_Exercise instructions_
Your answer must be every line of the data that contains "readonly".

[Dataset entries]

PR #3928, opened 2024-06-17
[Metrics] New components to track HTTP failures and exceptions.

fhibf:
## Description
 New components to emit signals to track HTTP failures and exceptions.

## Workitem
[AB#117202](https://microsofthealth.visualstudio.com/f8da5110-49b1-4e9f-9022-2f58b6124ff9/_workitems/edit/117202)

### DIFF
--- a/src/Microsoft.Health.Fhir.Core/Logging/Metrics/DefaultFailureMetricHandler.cs
+++ b/src/Microsoft.Health.Fhir.Core/Logging/Metrics/DefaultFailureMetricHandler.cs
@@ -11,21 +11,21 @@ namespace Microsoft.Health.Fhir.Core.Logging.Metrics
 {
     public sealed class DefaultFailureMetricHandler : BaseMeterMetricHandler, IFailureMetricHandler
     {
-        private readonly Counter<long> _counterErrors;
-        private readonly Counter<long> _counterHttpErrors;
+        private readonly Counter<long> _counterExceptions;
+        private readonly Counter<long> _counterHttpFailures;
 
         public DefaultFailureMetricHandler(IMeterFactory meterFactory)
             : base(meterFactory)
         {
-            _counterErrors = MetricMeter.CreateCounter<long>("Failures.Exceptions");
-            _counterHttpErrors = MetricMeter.CreateCounter<long>("Failures.HttpFailures");
+            _counterExceptions = MetricMeter.CreateCounter<long>("Failures.Exceptions");
+            _counterHttpFailures = MetricMeter.CreateCounter<long>("Failures.HttpFailures");
         }
 
         public void EmitException(IExceptionMetricNotification notification)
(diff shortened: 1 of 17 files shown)


src/Microsoft.Health.Fhir.Core/Logging/Metrics/DefaultFailureMetricHandler.cs
```diff
@@ -0,0 +1,44 @@
...
+
+using System.Collections.Generic;
+using System.Diagnostics.Metrics;
+using EnsureThat;
+
+namespace Microsoft.Health.Fhir.Core.Logging.Metrics
+{
+    public sealed class DefaultFailureMetricHandler : BaseMeterMetricHandler, IFailureMetricHandler
+    {
+        private readonly Counter<long> _counterErrors;
```
fhibf, line 14: _counterException

src/Microsoft.Health.Fhir.Shared.Api/Features/Exceptions/BaseExceptionMiddleware.cs
```diff
@@ -105,13 +112,30 @@ public async Task Invoke(HttpContext context)
...
             await result.ExecuteResultAsync(new ActionContext { HttpContext = context });
         }
+
+        private void EmitHttpFailureMetricInCaseOfError(HttpContext context, bool doesOperationOutcomeHaveError)
+        {
+            if (context.Response.StatusCode >= 500 || doesOperationOutcomeHaveError)
+            {
+                string operationName = context.Request.GetOperationName(includeRouteValues: false);
+
+                _failureMetricHandler.EmitHttpFailure(
```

_Response area_
-        private readonly Counter<long> _counterErrors;
-        private readonly Counter<long> _counterHttpErrors;
+        private readonly Counter<long> _counterExceptions;
+        private readonly Counter<long> _counterHttpFailures;
+        private readonly Counter<long> _counterErrors;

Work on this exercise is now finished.